PR #2295, opened 2026-07-09
agx-thor: fix r8168/r8169 typo in MACHINE_EXTRA_RRECOMMENDS

bergman-kai:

— Work order —
Set the whole listing down, word for word.

— Written solution —
PR #2295, opened 2026-07-09
agx-thor: fix r8168/r8169 typo in MACHINE_EXTRA_RRECOMMENDS

bergman-kai:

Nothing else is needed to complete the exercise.